**Work instruction**
Once you find the line with "changes properly* 😉" in the data that follows, repeat it and every line after it exactly, through the line with "Adding prettier for consistent".

**Information shown**
PR #660, opened 2023-12-28
Adding prettier formatting

cjntaylor:
*Lets handle the yaml formatting changes properly* 😉

Adding prettier for consistent formatting of non-python files. Ruff format only applies to python files, however, other files in the repo still have similar concerns (consistency, whitespace thrashing, etc). Prettier addresses this concern in the same way as ruff; minimal configurability to prevent bikeshedding.

Prettier is written in javascript but is a generalized tool, handling several other source types (`markdown`, `yaml`, `json`, etc). While a tool in the python ecosystem would be preferrable, AFAIK no such tool exists. This appears to be why `pre-commit` itself directly hosts a [prettier integration](https://github.com/pre-commit/mirrors-prettier).

### DIFF
--- a/.github/workflows/publish.yml
+++ b/.github/workflows/publish.yml
@@ -14,20 +14,20 @@ jobs:
     runs-on: ubuntu-latest
     environment: release
     steps:
-    - uses: actions/checkout@v4
-    - name: Set up Python
-      uses: actions/setup-python@v5
-      with:
-        python-version: 3.x
-    - name: Install dependencies
-      run: pip install build
-    - name: Create packages
-      run: python -m build
-    - name: Archive packages
-      uses: actions/upload-artifact@v3
-      with:
-        name: dist
-        path: dist
+      - uses: actions/checkout@v4
+      - name: Set up Python
+        uses: actions/setup-python@v5
+        with:
+          python-version: 3.x
+      - name: Install dependencies
+        run: pip install build
+      - name: Create packages
+        run: python -m build
+      - name: Archive packages
+        uses: actions/upload-artifact@v3
+        with:
+          name: dist
+          path: dist
 
   publish:
     name: Publish build artifacts to the PyPI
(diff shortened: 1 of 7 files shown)


cjntaylor:
I'll leave this up for posterity, on the off-chance you're interested. It's water under the bridge to me. I've stripped the unnecessary mypy changes so it merges cleanly from master.

Feel free to close

agronholm:
Doesn't prettier support reading its configuration from `pyproject.toml`?

cjntaylor:
> Doesn't prettier support reading its configuration from `pyproject.toml`?

I feel like I've seen this before, but I can't find any reference to it. Have you come across something; I would also much prefer that (I'm a big fan of single config file).

agronholm:
No, I haven't actually come across prettier itself before this.

cjntaylor:
Ah, no worries. 

Unfortunately this is the only tool I've found that works consistently for these other file formats, but it comes from the javascript/node world, so it's not particularly designed with python in mind. From my basic searching, I haven't yet found anything that would put the config internal to pyproject.toml; it supports a number of different files but not pyproject: https://prettier.io/docs/en/configuration.html

I've always used the TOML file variants when working with python, since the language standardized it's main config format on TOML (at least as far as I'm concerned now that PEP621 is final). Don't merge for now - I'll see if there's a way to accomplish this without too much effort.

cjntaylor:
I looked into it more. It's possible to point prettier at pyproject.toml with a "--config" argument, but it spews warnings about unrecognized keys. The config settings would also have to be top level (not in a tool section), so I don't think it's a good solution.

**Reply to the exercise**
*Lets handle the yaml formatting changes properly* 😉

Adding prettier for consistent formatting of non-python files. Ruff format only applies to python files, however, other files in the repo still have similar concerns (consistency, whitespace thrashing, etc). Prettier addresses this concern in the same way as ruff; minimal configurability to prevent bikeshedding.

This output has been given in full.